The lines to repeat run from the one containing "- untracked referrer" through the last line of the records below; repeat them exactly and give nothing more.

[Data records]
+ + + +

PR #2020, opened 2026-08-29
fix: validate documentation section anchors

mj-deving:
## Summary

- add section-anchor validation for canonical Markdown references to `ReferenceCheck`
- make missing, missing-target, and ambiguous anchors blocking in `IntegrityCheck`
- repoint stale references to their canonical upstream homes and delimit exact section addresses without adding principal-specific doctrine
- make `--changed` catch target renames/deletions and untracked referrers

## Why

File existence checks do not catch a `File.md § Section` reference after the target heading is renamed or moved. This adds a bounded Markdown-heading integrity layer while preserving the upstream owner boundary: canonical docs remain authoritative, USER rules remain an overlay, and ambiguous bare targets require path qualification.

## Verification

- `bun LifeOS/install/LIFEOS/TOOLS/lib/section-anchors.ts` — 30/30 positive and negative contracts pass
- isolated install payload — `missing_anchor: 0`
- injected missing section — blocking `missing_anchor` emitted
- changed target heading — unchanged referrer emitted under `--changed`
- renamed/deleted target — unchanged referrer emitted as `missing_target`
- untracked referrer — emitted under `--changed`
- `git diff --check` — clean
- structured Codex autoreview — no accepted or actionable findings

## Scope

This intentionally validates Markdown headings, not TypeScript symbols. Fenced examples and retired documents with explicit file-level retirement markers are excluded; inline `File.md § Section` code spans are treated as exact live references.


danielmiessler:
Passing on this shape. +382/-47 across 27 files, missing_anchor becomes blocking against a tree that's hundreds of commits past its base, it rewrites the system prompt, and it touches a hook that no longer exists (ModelRungGuard was renamed). If anchor validation comes back it'll be a small advisory lane inside ReferenceCheck, no doc repoints. Thanks for the thoroughness.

+ + + +

◆ Response area ◆
- untracked referrer — emitted under `--changed`
- `git diff --check` — clean
- structured Codex autoreview — no accepted or actionable findings

## Scope

This intentionally validates Markdown headings, not TypeScript symbols. Fenced examples and retired documents with explicit file-level retirement markers are excluded; inline `File.md § Section` code spans are treated as exact live references.


danielmiessler:
Passing on this shape. +382/-47 across 27 files, missing_anchor becomes blocking against a tree that's hundreds of commits past its base, it rewrites the system prompt, and it touches a hook that no longer exists (ModelRungGuard was renamed). If anchor validation comes back it'll be a small advisory lane inside ReferenceCheck, no doc repoints. Thanks for the thoroughness.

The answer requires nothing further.